Today I had an early morning wind-up while supping Earl Grey in the kitchen.

Here’s the conversation.  Enjoy.

[09:11:30] gay man: Hello! Please add me to your Contact list.
[09:11:44] Ginge in Germany: But why?
[09:11:49] Ginge in Germany: Do I know you?
[09:11:54] Ginge in Germany: Are you a good man.
[09:11:55] Ginge in Germany: ?
[09:12:15] gay man: yes i am
[09:13:02] Ginge in Germany: Very good.
[09:13:05] Ginge in Germany: Nice to meet you.
[09:13:12] Ginge in Germany: How are you?
[09:13:13] gay man: same here
[09:13:24] gay man: am good thank you
[09:13:29] gay man: how are you
[09:15:09] Ginge in Germany: Wonderful thanks.
[09:15:17] Ginge in Germany: I feel very blessed today.
[09:15:21] gay man: alright
[09:15:31] gay man: thats good to hear
[09:15:36] Ginge in Germany: I feel in my heart that I need a new partner in my life.
[09:15:49] gay man: okay me too
[09:16:02] gay man: so what do you say
[09:16:11] Ginge in Germany: I need two partners.
[09:16:14] Ginge in Germany: One for love.
[09:16:21] Ginge in Germany: One for investment business.

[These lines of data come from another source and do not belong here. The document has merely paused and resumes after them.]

PR #1172, opened 2026-03-10
fix: prompt guard panics when builtin matches overlap

markuskobler:
Example of overlapping match `"My ssn is 123-45-6789 ok"` is recognized by patterns `SSN5` and `SSN3`.

_Note:_ regex matches do not suffer from this problem because `find_iter` returns non overlapping matches.


lgadban (approved):
so the overlapping SSN match was with and without a trailing space?

either way, LGTM

howardjohn (approved):

PR #727, opened 2017-05-09
Update Windows development usage.

sethjackson:
So that the example invocation works in PowerShell and cmd.

## Fixes Issue

Invocation doesn't work OOB on `cmd`.

## Description of Change

Fix CLI invocation.

No


jeremylong:
thanks!

PR #744, opened 2017-05-24
Added some caching for CveDB in order to speedup some scans

v6ak:
## Fixes Issue #

Some items (e.g., Linux kernel) have many CVE entries, which takes much time to load it. When such CPE is matched for multiple dependencies, the scan takes much time and can easily hit the 10 minutes limit.

## Description of Change

Result of getVulnerabilities(String cpeStr) is cached under a soft reference. Other parts of CveDB are prepared for caching.

*no*

There is no new functionality, it is just enhancement of the old functionality. I've thought about tests, but it should just improve performance and I am not sure if it is appropriate to test it in unit/integration tests.

### DIFF
--- a/dependency-check-core/src/main/java/org/owasp/dependencycheck/data/nvdcve/CveDB.java
+++ b/dependency-check-core/src/main/java/org/owasp/dependencycheck/data/nvdcve/CveDB.java
@@ -36,6 +36,7 @@ import java.util.Properties;
 import java.util.ResourceBundle;
 import java.util.Set;
 import javax.annotation.concurrent.ThreadSafe;
+import org.apache.commons.collections.map.ReferenceMap;
 import org.owasp.dependencycheck.data.cwe.CweDB;
 import org.owasp.dependencycheck.dependency.Reference;
 import org.owasp.dependencycheck.dependency.Vulnerability;
@@ -48,6 +49,8 @@ import org.owasp.dependencycheck.utils.Settings;
 import org.slf4j.Logger;
 import org.slf4j.LoggerFactory;
 
+import static org.apache.commons.collections.map.AbstractReferenceMap.HARD;
+import static org.apache.commons.collections.map.AbstractReferenceMap.SOFT;
 import static org.owasp.dependencycheck.data.nvdcve.CveDB.PreparedStatementCveDb.*;
 
 /**
@@ -90,6 +93,9 @@ public final class CveDB implements AutoCloseable {
      * The prepared statements.
      */
     private final EnumMap<PreparedStatementCveDb, PreparedStatement> preparedStatements = new EnumMap<>(PreparedStatementCveDb.class);
+
+    @SuppressWarnings("unchecked")
+    private final Map<String, List<Vulnerability>> vulnerabilitiesForCpeCache = new ReferenceMap(HARD, SOFT);
 
     /**
      * The enum value names must match the keys of the statements in the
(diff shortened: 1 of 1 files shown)


jeremylong:

dependency-check-core/src/main/java/org/owasp/dependencycheck/data/nvdcve/CveDB.java
```diff
@@ -91,6 +94,9 @@
      */
     private final EnumMap<PreparedStatementCveDb, PreparedStatement> preparedStatements = new EnumMap<>(PreparedStatementCveDb.class);
 
+    @SuppressWarnings("unchecked")
+    private final Map<String, List<Vulnerability>> vulnerabilitiesForCpeCache = new ReferenceMap(HARD, SOFT);
```
jeremylong: dependency-check, for the most part, is multi-threaded. While the `getVulnerabilities()` method is synchronized - it might be safer to use [`Collections.synchronizedMap(java.util.Map)`](http://docs.oracle.com/javase/7/docs/api/java/util/Collections.html?is-external=true#synchronizedMap(java.util.Map)).  Thoughts?

dependency-check-core/src/main/java/org/owasp/dependencycheck/data/nvdcve/CveDB.java
```diff
@@ -474,6 +481,7 @@ public synchronized Properties getProperties() {
      * @param value the property value
      */
     public synchronized void saveProperty(String key, String value) {
+        clearCache();
```
jeremylong, line 485: No need to clear the cache here. The saving of properties to the DB would have no affect on the vulnerabilities.

dependency-check-core/src/main/java/org/owasp/dependencycheck/data/nvdcve/CveDB.java
```diff
@@ -265,6 +271,7 @@ private synchronized void open() throws DatabaseException {
      */
     @Override
     public synchronized void close() {
+        clearCache();
```
jeremylong: For performance reasons, it would be better if this `clearCache()` was moved down 5 lines next to the `instance.usageCount = 0;`. As 'close()' may be called by multiple threads - another thread may still need to get vulnerabilities.

jeremylong (changes requested):
Overall I like the change! Couple of minor changes requested (see review comments) and the one question on the synchronization of the map.  All of the methods are synchronized, so that might be overkill - but I'm all for safety rather then creating weird un-reproducible bugs.

dependency-check-core/src/main/java/org/owasp/dependencycheck/data/nvdcve/CveDB.java
v6ak: Good point, I have missed that.

dependency-check-core/src/main/java/org/owasp/dependencycheck/data/nvdcve/CveDB.java
v6ak: IMHO it is not needed, but I'll change it if it helps to fit better in your culture.

dependency-check-core/src/main/java/org/owasp/dependencycheck/data/nvdcve/CveDB.java
v6ak: This is true, at least at this moment, but I believe:

1. This line helps maintainability. The logic behind is that one write clears everything from cache. We could break it in multiple parts and have, say, clearVulnerabilityCache and similar methods, but I see it as overkill at the moment. Also, one would have to be careful about cross-dependencies over multiple table (e.g., when adding a property that influences how are vulnerabilities read).
2. It does not hurt performance in typical usage.

jeremylong (approved):

jeremylong:
Thanks for the PR!

PR #745, opened 2017-05-24
Report Generation Cleanup

jeremylong:
## Description of Change

This PR modifies how the report generation should be handled. There was a lot of duplicate code in each of the plugin modules (ant, maven, etc., and even the CLI). The plugins should now use the engine's `writeReports` method instead of directly calling the `ReportGenerator`.

Existing tests were updated for the changed functionality.


jeremylong:

Issue #710, opened 2017-04-24
Exception caught: org.xml.sax.SAXParseException: DOCTYPE is disallowed when the feature "http://apache.org/xml/features/disallow-doctype-decl" set to true


vinod272:
Following is the entry from the log file.Please let me know if this issue is something to worry about, i think a particular jar file is not being analyzed.

2017-04-18 19:48:40,670 org.owasp.dependencycheck.data.central.CentralSearch:95
DEBUG - Searching Central url https://search.maven.org/solrsearch/select?q=1:"80b4ffe7c26ee97313bea2ddda5835fd38812ee4"&wt=xml
2017-04-18 19:48:40,673 org.owasp.dependencycheck.utils.SSLSocketFactoryEx:259
DEBUG - Available Protocols:
2017-04-18 19:48:40,673 org.owasp.dependencycheck.utils.SSLSocketFactoryEx:261
DEBUG - SSLv2Hello
2017-04-18 19:48:40,673 org.owasp.dependencycheck.utils.SSLSocketFactoryEx:261
DEBUG - SSLv3
2017-04-18 19:48:40,673 org.owasp.dependencycheck.utils.SSLSocketFactoryEx:261
DEBUG - TLSv1
2017-04-18 19:48:40,674 org.owasp.dependencycheck.utils.SSLSocketFactoryEx:261
DEBUG - TLSv1.1
2017-04-18 19:48:40,674 org.owasp.dependencycheck.utils.SSLSocketFactoryEx:261
DEBUG - TLSv1.2
2017-04-18 19:48:40,745 org.owasp.dependencycheck.utils.Downloader:183
DEBUG - Download of http://search.maven.org/remotecontent?filepath=org/eclipse/jetty/orbit/org.objectweb.asm/3.1.0.v200803061910/org.objectweb.asm-3.1.0.v200803061910.pom complete
2017-04-18 19:48:40,746 org.owasp.dependencycheck.xml.pom.PomParser:99
DEBUG - 
**org.xml.sax.SAXParseException: DOCTYPE is disallowed when the feature "http://apache.org/xml/features/disallow-doctype-decl" set to true**.
	at com.sun.org.apache.xerces.internal.parsers.AbstractSAXParser.parse(AbstractSAXParser.java:1239)
	at com.sun.org.apache.xerces.internal.jaxp.SAXParserImpl$JAXPSAXParser.parse(SAXParserImpl.java:648)
[...]

PR #750, opened 2017-05-30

[09:16:29] gay man: we chart cam to cam build trust
[09:16:46] Ginge in Germany: Yes.
[09:16:48] Ginge in Germany: Maybe.
[09:16:49] gay man: what do you wanna invest Gold ?
[09:16:58] Ginge in Germany: Gold or oil maybe?
[09:17:06] gay man: cocoa farm
[09:17:20] Ginge in Germany: My partner died last year in a most dreadful car crash
[09:17:31] Ginge in Germany: He left me US$600 000 in his will.
[09:17:39] Ginge in Germany: Now I wish to invest money to his glory.
[09:17:58] gay man: good for you
[09:18:29] Ginge in Germany: Thank you, my friend.
[09:18:40] Ginge in Germany: I feel like I have known you for decades.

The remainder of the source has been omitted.